The kappa1 arises from instantiating TT at its call site in SS
• Generalise. So we get
        SS :: forall k1 k2. (k1->*) -> k1 -> k2 -> *

• Extend the environment with these generalised kind bindings, and kind-check the CUSK declarations.

The Key Point is that we can kind-check SS without looking at TT's definition at all, because we completely know TT's kind. That in turn means that we can exploit inferred polymorphism for SS when kind-checking TT. As we do here: TT uses SS in two different ways (SS f a Maybe) and (SS f a Int).

This strategy is more complicated than the initial proposal, but allows fewer annotations. It's not clear whether it is wroth the bother.

### Typing rule for the new proposal

An algorithm is all very well, but what about the typing judgements? We will pretend that data, type, type family, class declarations look something like this:

  T :: forall k1 k2. (k1 -> *) -> k1 -> _ -> *
data/type/class T a b c = rhs


That is, there is a possibly-partial kind signature, with holes denoted by "_", and a definition "rhs" (eg the consructors of a data type, or equations of a closed type family). In reality there isn't a separate kind signature; instead, it is integrated in the definition; e.g.

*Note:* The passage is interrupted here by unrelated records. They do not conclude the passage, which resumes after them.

PR #1567, opened 2023-12-01
add convenience constructors for grids

simonbyrne:
cc @Sbozzolo 

### DIFF
--- a/src/Domains/Domains.jl
+++ b/src/Domains/Domains.jl
@@ -35,6 +35,10 @@ struct IntervalDomain{CT, B} <: AbstractDomain where {
     boundary_names::B
 end
 
+const XIntervalDomain{FT, B} = IntervalDomain{Geometry.XPoint{FT}, B}
+const YIntervalDomain{FT, B} = IntervalDomain{Geometry.YPoint{FT}, B}
+const ZIntervalDomain{FT, B} = IntervalDomain{Geometry.ZPoint{FT}, B}
+
 isperiodic(domain::IntervalDomain) = isnothing(domain.boundary_names)
 boundary_names(domain::IntervalDomain) =
     isperiodic(domain) ? () : unique(domain.boundary_names)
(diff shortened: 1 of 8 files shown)


simonbyrne:
The first question is: what should we name the aliases? Currently I've gone with the simplest possible names I could come up with:
- `ColumnGrid` for a single column in the z direction 
  - requires renaming an existing object, but that wasn't exported
- `PlaneGrid` for a XZ plane
- `BoxGrid` for a XYZ box
- `ExtrudedCubedSphereGrid` for a cubed sphere
  - any thoughts on a simpler name?

One question is whether we should be a bit more specific on the names:
 - should we include the coordinate in the names (say `XZPlaneGrid` instead of `PlaneGrid`?)
 - should we include the discretization type (`FDColumnGrid`, `FDSEPlaneGrid`?)

simonbyrne:
> * `PlaneGrid` for a XZ plane

@OsKnoth suggested calling a `SliceGrid`

simonbyrne:
The other interface questions:
- how to handle stretching: currently I have a `z_stretch` argument (not `dz_X` args like in ClimaAtmos). Default is `Uniform`
- topography is not yet handled, but will probably be a single argument (`topography=Flat()` default)

src/Grids/spectralelement.jl
```diff
@@ -140,7 +141,8 @@ Note: This is accurate only for cubed-spheres of the [`Meshes.EquiangularCubedSp
 @memoize WeakValueDict function SpectralElementGrid2D(
     topology,
     quadrature_style;
-    enable_bubble = false,
+    bubble = enable_bubble,
```
charleskawczynski, line 144: Will this result in a breaking release, then?

simonbyrne: I kept the old one for backward compatibility.

simonbyrne:
I am a bit reluctant to simply call it a `CubedSphereGrid`, as a [sphere is defined as a 2D manifold](https://en.wikipedia.org/wiki/Sphere), not a 3D object. The domain we're operating in is usually called a [spherical shell](https://en.wikipedia.org/wiki/Spherical_shell).

Some options:
- `CubedSphere3DGrid`
- `CubedSphereShellGrid`

OsKnoth:
Cubed Sphere Grid is used in the community, it is a discrete manifold, which approximates the sphere, also extruded grid is used normally, in all cases we start with two-dimensional manifolds and than go to the third dimension, furthermore this construction is connected to the function spaces (spectral versus piecewise constant in the third dimension, or piecewise linear for w), it makes no sense to look for new namings outside the community.

simonbyrne:
@Sbozzolo any more thoughts on this?

Sbozzolo:
> @Sbozzolo any more thoughts on this?

Can you please provide a short description on how I would go about identifying the `Grid` that is being used (e.g., for dispatch in `ClimaAtmos`)?

simonbyrne:
```julia
f(grid::Grids.PlaneGrid) = ...
f(grid::Grids.BoxGrid) = ...
f(grid::Grids.ExtrudedCubedSphereGrid) = ...
```

Sbozzolo:
> ```julia
> f(grid::Grids.PlaneGrid) = ...
> f(grid::Grids.BoxGrid) = ...
> f(grid::Grids.ExtrudedCubedSphereGrid) = ...
> ```

Are we going with `Plane` or `Slice`? 

I still think that `ExtrudedCubedSphereGrid`, while descriptive, is unnecessarily complex for an important user-facing type. (But I am fine keeping it).

As a next step, we should implement accessors: it should be trivial to get the radius from a sphere, the heigth of a column, and so on.

simonbyrne:
> I still think that `ExtrudedCubedSphereGrid`, while descriptive, is unnecessarily complex for an important user-facing type. (But I am fine keeping it).

How about `CubedSphereShellGrid`?

simonbyrne:
Okay, I've renamed them.

src/Domains/Domains.jl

  data T (a::k1 -> *) (b::k1) c = MkT (a b) c


The kind variables mentioned in the partial kind signature scope over the "rhs".

Then we have two typing rules, one for CUSK, and one for non-CUSK. We give the rule for data types but modulo keyword it works for classes, closed type families, etc. We ignore arity/saturation issues for type families.

k has at least one missing bit (non-CUSK)
k2 = k[k'1 .. k'n/_]     -- k'1 .. k'n are magically known
kvs2 = fkv(k2)
G, kvs2, T : k2 |- (data T tvs = rhs) ok    -- Monomorphic recursion
----------------------------------------------------- NoCUSK
G |- (T :: forall kvs. k; data T tvs = rhs) :: {T :: forall kvs2. k2}

k has no missing bits (CUSK)
G, T : forall kvs. k |- (T tvs = rhs) ok  -- Polymorphic recursion
----------------------------------------------------- CUSK
G |- (T :: forall kvs. k; data T tvs = rhs) :: {T :: forall kvs. k}


We need two rules, depending on whether or not a CUSK is detected.

The first rule requires the equations to be fully parametric in its kinds, whereas the second allows polymorphic recursion.

For closed type families, these rules are different than the implementation today, because kind inference for closed type families today is ill-specified. See comment:18:ticket:9200.